Kisah penemuan harta karun secara tak sengaja ternyata pernah terjadi di Indonesia. Seorang petani sederhana di Jawa menemukan emas dalam jumlah besar saat sedang menggarap lahannya.

Pada tahun 1990, seorang petani bernama Cipto Suwarno tengah menggali sawahnya di Desa Wonoboyo, Klaten, Jawa Tengah. Ia telah lebih dari seminggu mencangkul dari pagi hingga sore demi memperbaiki aliran irigasi yang terganggu akibat proyek di sekitarnya. Namun, pada Rabu, 17 Oktober 1990, di kedalaman sekitar 2,5 meter, cangkul Suwarno mengenai benda keras.

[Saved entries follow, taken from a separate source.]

PR #2656, opened 2021-04-19
Add schema for hospital admissions by age group

VWSCoronaDashboard14:
- Took the `tested_per_age_group.json` as a reference to transform it to the `hospital_nice_per_age_group` schema.
- Combined the 0-9 and the 10-19 into one category
- Made it not required in the `__index.json` file

### DIFF
--- a/packages/app/schema/nl/hospital_nice_per_age_group.json
+++ b/packages/app/schema/nl/hospital_nice_per_age_group.json
@@ -21,48 +21,48 @@
       "additionalProperties": false,
       "type": "object",
       "required": [
-        "admissions_age_0_19_per_100k",
-        "admissions_age_20_29_per_100k",
-        "admissions_age_30_39_per_100k",
-        "admissions_age_40_49_per_100k",
-        "admissions_age_50_59_per_100k",
-        "admissions_age_60_69_per_100k",
-        "admissions_age_70_79_per_100k",
-        "admissions_age_80_89_per_100k",
-        "admissions_age_90_plus_per_100k",
-        "admissions_overall_per_100k",
+        "admissions_age_0_19_per_million",
+        "admissions_age_20_29_per_million",
+        "admissions_age_30_39_per_million",
+        "admissions_age_40_49_per_million",
+        "admissions_age_50_59_per_million",
+        "admissions_age_60_69_per_million",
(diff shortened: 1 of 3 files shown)


VWSCoronaDashboard1 (approved):

VWSCoronaDashboard8 (approved):

packages/app/schema/nl/hospital_nice_per_age_group.json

Awalnya ia mengira hanya batu, tetapi ketika diangkat, ternyata benda itu adalah guci keramik yang berlapis emas. Temuan itu mengejutkannya hingga ia berteriak kegirangan. Di hadapan warga dan pejabat desa, penggalian dilanjutkan dan ditemukanlah harta karun berupa emas seberat 16 kilogram.

Menurut laporan Tempo (3 November 1990), isi harta itu terdiri dari berbagai benda emas, seperti bokor, tutup bokor, gayung, baki, gelang, cincin, guci, mangkuk, piring, keris, tas tangan, manik-manik, pipa rokok, subang, dan uang logam. Penemuan ini kemudian dikenal sebagai Harta Karun Wonoboyo dan menjadi salah satu temuan arkeologi emas terbesar di Indonesia.

Para ahli menduga harta tersebut berasal dari akhir abad ke-9 hingga pertengahan abad ke-10. Indikasi ini terlihat dari motif dan gaya pada benda-benda emas, seperti ukiran cerita Ramayana di mangkuk dan tulisan “Saragi Diah Bunga” di koin emas.

Tradisi Emas di Jawa Kuno

Penemuan ini menjadi bukti bahwa masyarakat Jawa kuno, baik bangsawan maupun rakyat biasa, sudah terbiasa menggunakan emas dalam kehidupan sehari-hari. Emas dahulu dianggap mudah diakses dan murah, sehingga menjadi bagian dari budaya masyarakat, bahkan sejak sebelum era Majapahit.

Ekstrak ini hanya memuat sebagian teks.